ここでは、20年以上前から小学校英語に先駆的に取り組んできた岐阜県瑞穂市生津小学校の1年生、4年生、5年生、6年生の授業を収録したDVD『英語教科化を踏まえた生津小学校の授業実践集』の中から、学級担任、英語専科教員、管理職の先生方へのインタビューを抜粋で紹介します。

どのような点に留意して児童を指導しているのか、また、学校全体でどのような計画で系統的なカリキュラムを作っているのかなど、小学校英語教育先進校の取り組みを是非、参考にしてみてください!

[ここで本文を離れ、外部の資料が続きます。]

Issue #2841, opened 2026-07-31
Spot-kill auto-retry never fires when the reclaim takes only part of a multi-job run (run concludes failure, not cancelled)


JiRaska:
## Summary

`auto-retry-cancelled.yml` (built for #2330) fires only on a **run-level** `cancelled` conclusion:

```yaml
if: >-
  github.event.workflow_run.conclusion == 'cancelled' &&
  github.event.workflow_run.run_attempt == 1
```

A spot reclaim that kills **one job inside a multi-job workflow** does not produce that. The killed job concludes `failure`, and one failed job makes the whole run conclude `failure` — so the retry never matches, and the reclaim still costs a human `gh run rerun`.

Both watched multi-job lanes are exposed: `security.yml` has 6 jobs, `services-ci.yml` fans out per service.

## Measured

**The spot kill that is missed** — `security.yml` run `30627400819`, attempt 1, on PR #2837:

| level | conclusion |
|---|---|
| step `Build (java-kotlin) for CodeQL tracing` | `cancelled` |
| job `CodeQL (java-kotlin, manual)` | **`failure`** |
| run `Security scan` | **`failure`** |

```
##[error]The runner has received a shutdown signal. This can happen when the runner service is
stopped, or a manually started runner is canceled.
##[error]The operation was canceled.
```

The other five jobs (`Trivy`, `CodeQL (javascript-typescript)`, `Detect dependency changes`, two skipped SBOM jobs) succeeded, so the run concluded `failure` and the retry's `if:` never matched. Confirmed no retry run exists for that SHA; it was re-run by hand.

**What the retry actually fired on instead** — the three most recent `cancelled` `security.yml` runs, all on `feat/campaign-gitops`, all attempt 1. Their logs contain `The operation was canceled` and **no shutdown signal**: these are ordinary concurrency supersession from repeated pushes to the same branch, not spot kills.

So in the sampled window the mechanism retried the harmless case (which the workflow's LOOP SAFETY comment explicitly accepts as wasted) and missed the case it was built for.

## Scope of the claim

Being explicit about what is and is not established:

- **Established:** a reclaim taking a *subset* of a multi-job run yields run-level `failure` and is not retried. Directly observed, n=1, with logs.
[...]

PR #2898, opened 2026-07-31
fix(ci): pass -R to gh run rerun — the auto-retry had never once succeeded

JiRaska:
Found by watching for the first live firing of #2892. It fired — and exposed that **the auto-retry from #2330 has never once succeeded.**

## The bug

The job has no `actions/checkout`, so `gh` has no git repository to infer the target repo from:

```
Re-running cancelled run https://github.com/JiRaska/open-bank-oss/actions/runs/30640099943
failed to determine base repo: failed to run git: fatal: not a git repository
##[error]Process completed with exit code 1
```

Every invocation of `gh run rerun` exited 1 at the first line that mattered.

## Not a regression from #2892

Run [30640432089](https://github.com/JiRaska/open-bank-oss/actions/runs/30640432089) at **14:52Z** — five minutes *before* #2892 merged at 14:57Z, on the old workflow — failed on the same line with the same message. The bug is as old as the workflow.

Nothing caught it because **a `workflow_run` job's red is addressed to nobody** — the same blind spot `dependency-submission` hit for three days, which is why that one raises a tracking issue now. This workflow still has no escalation path. Not fixed here; see below.

## It corrects the record in #2841

That issue said the mechanism *"fired on the harmless case and missed the one it was built for"*. The first half was wrong. The three concurrency-superseded `cancelled` runs I cited as *having been retried* were themselves exiting 1. It never fired at all — on either conclusion.

The #2841 fix (retry on a partial spot kill) was still correct and necessary; it just landed on top of a mechanism that could not execute its own final step.

## The fix

`-R "${GITHUB_REPOSITORY}"` on both `gh run rerun` calls. Verified from a non-git directory that this is precisely what resolves it:

```
gh run rerun 999999999                          ->  failed to determine base repo
gh run rerun 999999999 -R JiRaska/open-bank-oss ->  HTTP 404 (reached the API)
```

`gh api` calls in the same step are unaffected — they pass a full `repos/{owner}/{repo}/…` path and need no base-repo resolution.

Deliberately **not** fixed by adding a checkout: cloning the repo to make one API call is pure waste, and the comment in the file now says so, so the next person does not "helpfully" add one.

## Test

All three branches re-run against real SHAs, with a stub that **fails when `-R` is absent** — so the test cannot pass against the unfixed script. The stub was validated first by feeding it a bare rerun and watching it exit 1:

```
validation:        gh run rerun 1              ->  STUB: CHYBI -R (ROZBITE), exit 1
cancelled branch   ->  gh run rerun -R … <id>            ✓
spot-kill branch   ->  gh run rerun -R … <id> --failed   ✓
genuine failure    ->  does not re-run                   ✓
```

## Awkward but worth saying

This is the exact footgun I added to `CLAUDE.md` in #2894 a few minutes earlier:

> **`gh` needs a repo context: outside a checkout it fails with `failed to run git: fatal: not a git repository`** … Pass `-R <owner>/<repo>` explicitly in any script whose working directory is not guaranteed.

I wrote that bullet and then shipped #2892 without applying it, because I restructured an existing call instead of checking whether the original had ever succeeded. "A gate that has only ever passed is unfalsified" has a mirror image: **a step that has only ever gone red is equally unexamined** — I read its red as "did not apply here" rather than "never worked".

## Follow-up not in this PR

`auto-retry-cancelled.yml` still has no escalation path, so the next time it breaks it will again fail silently for as long as nobody looks. `dependency-submission.yml` solved this by raising/refreshing an issue on failure. Worth doing the same here — happy to open it as a separate change.

Refs #2841

### DIFF
--- a/.github/workflows/auto-retry-cancelled.yml
+++ b/.github/workflows/auto-retry-cancelled.yml
@@ -45,6 +45,18 @@
 # dying — indistinguishable from the outside, so we accept one wasted retry on a manually
 # cancelled run over a more clever heuristic that can misfire.
 #
+# `-R` ON EVERY `gh run rerun` IS LOAD-BEARING (issue #2841 follow-up)
+# This job has no `actions/checkout`, so there is no git repository for `gh` to infer the
+# target repo from, and a bare `gh run rerun <id>` dies with
+#   failed to determine base repo: failed to run git: fatal: not a git repository
+# That is not a new hazard: it is how this workflow behaved from the day it was written, so
+# the auto-retry from #2330 had NEVER once succeeded — every invocation exited 1. Nothing
+# caught it because a `workflow_run` job's red is addressed to nobody (the same blind spot
+# `dependency-submission` hit for three days, which is why that one raises an issue now).
+# Verified from a non-git directory: without `-R` the command cannot resolve the repo; with
+# it, the call reaches the API. Do not drop the flag, and do not "fix" this by adding a
+# checkout — cloning the repo to make one API call is pure waste.
+#
 # WATCH LIST
 # Only the lanes that run on the spot pool and hurt when killed mid-flight: the PR services CI
 # and the two slow security lanes. Do NOT add auto-deploy here — it has its own reconcile tick.
@@ -84,7 +96,7 @@ jobs:
             # LOOP SAFETY above describes. `--failed` is a no-op against `cancelled`, so this
             # is always the full re-run.
             echo "Re-running cancelled run ${RUN_URL} (issue #2330)"
-            gh run rerun "${RUN_ID}"
+            gh run rerun -R "${GITHUB_REPOSITORY}" "${RUN_ID}"
             echo "::notice title=spot-kill auto-retry::Re-ran cancelled run ${RUN_URL} (attempt 2 of max 2; a second kill stays for a human)"
             exit 0
           fi
@@ -114,5 +126,5 @@ jobs:
           fi
 
           echo "Re-running ${RUN_URL}: ${killed} job(s) killed mid-step by a runner reclaim (issue #2841)"
-          gh run rerun "${RUN_ID}" --failed
+          gh run rerun -R "${GITHUB_REPOSITORY}" "${RUN_ID}" --failed
           echo "::notice title=spot-kill auto-retry::Re-ran ${killed} spot-killed job(s) in ${RUN_URL} (attempt 2 of max 2; a second kill stays for a human)"
--- a/.github/workflows/auto-retry-cancelled.yml
+++ b/.github/workflows/auto-retry-cancelled.yml
@@ -30,10 +30,24 @@
 #
 # A run-level `failure` is NOT retried on its own — that is the normal outcome of a broken
 # build, and blanket-retrying it would burn runner time and turn a deterministic red into a
-# flaky-looking one. It is retried only when a failed job carries the spot-kill SIGNATURE:
-# at least one `cancelled` step and NO `failed` step. A genuine build failure has a `failure`
-# step followed by `skipped` ones, never a `cancelled` one. Read from the jobs API, so no log
-# download is needed.
+# flaky-looking one. The run is retried when AT LEAST ONE failed job carries the spot-kill
+# SIGNATURE: at least one `cancelled` step and NO `failed` step. A genuine build failure has a
+# `failure` step followed by `skipped` ones, never a `cancelled` one. Read from the jobs API,
+# so no log download is needed.
+#
+# MIXED RUNS ARE THE NORMAL CASE, and the rule above is a per-RUN decision, not a per-JOB
+# filter. `gh run rerun --failed` re-runs every failed job, so a run containing both a
+# spot-killed job and a genuinely broken one re-runs both. That is accepted: the reclaimed job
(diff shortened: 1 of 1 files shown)


JiRaska:
Independently arrived at the same fix from the other direction — a scheduled sweep watching for the first live firing of the #2892 guard. Closing my branch in favour of this one; adding the numbers, since they change how this reads.

**This workflow has never once succeeded.** Not "has a bug" — has never done its job, from its very first run.

```
$ W=repos/JiRaska/open-bank-oss/actions/workflows/auto-retry-cancelled.yml/runs
$ for s in "" "&status=success" "&status=failure" "&status=skipped"; do
    gh api "$W?per_page=1$s" --jq '.total_count'; done
```

| | count |
|---|---|
| total runs | 1069 |
| **success** | **0** |
| failure | 208 |
| skipped (job `if:` false) | 861 |

`208 + 861 = 1069` — every run either never entered the job, or entered it and exited 1. There is no third category. The first run ever recorded, `2026-07-29T21:57:14Z`, already concluded `failure`.

So the 208 are not noise: each one is a run that met the retry criteria and was not retried. #2330's mechanism has been decorative for its entire lifetime, and #2892 extended a code path that had never executed successfully.

Production repro, run [30641343597](https://github.com/JiRaska/open-bank-oss/actions/runs/30641343597) (15:04Z today, `CONCLUSION: cancelled`):

```
Re-running cancelled run https://github.com/JiRaska/open-bank-oss/actions/runs/30640817396 (issue #2330)
failed to determine base repo: failed to run git: fatal: not a git repository (or any of the parent directories): .git
##[error]Process completed with exit code 1.
```

Falsified the fix rather than just confirming it — from a non-git directory, using `gh run view` so nothing is actually re-run:

```
$ cd /tmp/nongit && env -u GH_REPO gh run view 30641343597 --json conclusion
failed to determine base repo: failed to run git: fatal: not a git repository (or any of the parent directories): .git

$ cd /tmp/nongit && GH_REPO=JiRaska/open-bank-oss gh run view 30641343597 --json conclusion
{"conclusion":"failure"}
```

Same resolution path as `gh run rerun`, so `-R` fixes it identically.

One thought, take it or leave it: `GH_REPO: ${{ github.repository }}` in the step's `env` is equivalent and covers any `gh` call added to this step later, whereas `-R` has to be remembered per call site. Not worth a round-trip on this PR — the two call sites here are both covered either way.

The wider lesson is the one this repo already writes down and got bitten by again: a `workflow_run` job's red is addressed to nobody. 208 red runs over two days, on a mechanism whose whole purpose is to act unattended, and the only reason it surfaced is that a scheduled task happened to be reading this workflow's history for an unrelated guard. Worth considering whether this job should raise/refresh an issue on failure the way `dependency-submission` and `fleet-attestation` now do — its output is something others depend on, and its silence is indistinguishable from success.


---

Filed that last paragraph as #2901 so it does not get lost when this merges — escalation only, scoped to `auto-retry-cancelled.yml` (the only `workflow_run` workflow in the fleet, 55 scanned). Explicitly **not** a review comment on this PR: the `-R` fix here is correct and complete on its own, and #2901 does not block it.

JiRaska:
Heads-up, since editing my earlier comment notifies nobody: the escalation suggestion in it is now #2901.

Nothing for you to do here — it is a follow-up, not a review note, and it does not block this PR. The `-R` fix stands on its own.

JiRaska:
## First live firing observed — the discriminator works, and it corrected a claim in this PR

While watching for the first production firing of #2892, it fired. Auto-retry run [30644906717](https://github.com/JiRaska/open-bank-oss/actions/runs/30644906717), reacting to `Services CI` run 30630120640 (main, 63 jobs, concluded `failure`). Real output, read from the log **after the last `##[endgroup]`** — a naive grep matches the echoed script source and reports a hit on every run, which produced two false positives today:

```
Re-running .../30630120640: 1 job(s) killed mid-step by a runner reclaim (issue #2841)
failed to determine base repo: fatal: not a git repository
##[error]Process completed with exit code 1
```

**The discriminator was right.** That run had three failed jobs:

| job | cancelled steps | failed steps | signal |
|---|---|---|---|
| `build (openbank-product-catalog)` | 1 | 0 | `The runner has received a shutdown signal` |
| `build (openbank-mcp-service)` | 0 | 1 | none — genuine failure |
| `all-green` | 0 | 1 | none — downstream |

It found the one reclaimed job and ignored the two real failures. Confirmed against a real mixed run, not a fixture.

**And it confirms this PR's premise.** The guard reached its decision and printed its verdict, then died on the missing `-R`. That was the only thing standing between the decision and an actual re-run — fourth such failure in two hours (14:52, 15:04, 15:45, 15:57), all on the same line.

## Added a commit: the comment overclaimed

The description I wrote in #2892 said the run is retried *"only when a failed job carries the spot-kill signature"*, which reads as though only spot-killed jobs get re-run. They do not — the signature is a per-**run** decision, and `gh run rerun --failed` re-runs every failed job. So this run would have re-run the genuinely broken `mcp-service` too.

That is still the right trade (the reclaimed job needs the retry, the broken one fails again for the same reason, `run_attempt == 1` bounds it), but the wording promised precision the code does not have — and mixed runs are evidently the normal case, not a corner one. The comment now says so, and notes that per-job precision would need `gh run rerun --job <id>`, a larger change deliberately not made here.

  • インタビュアー: 徹(岐阜大学 教育学部 教授)

  • 回答者:棚橋 (生津小学校 校長)

  •    :尾崎 友美(生津小学校 教頭)

小学校英語教育の草分けの一つとして

巽:生津小学校は小学校英語教育の草分け校の一つだと言われていますが、これまでの取り組みを簡単にお話しいただけますか?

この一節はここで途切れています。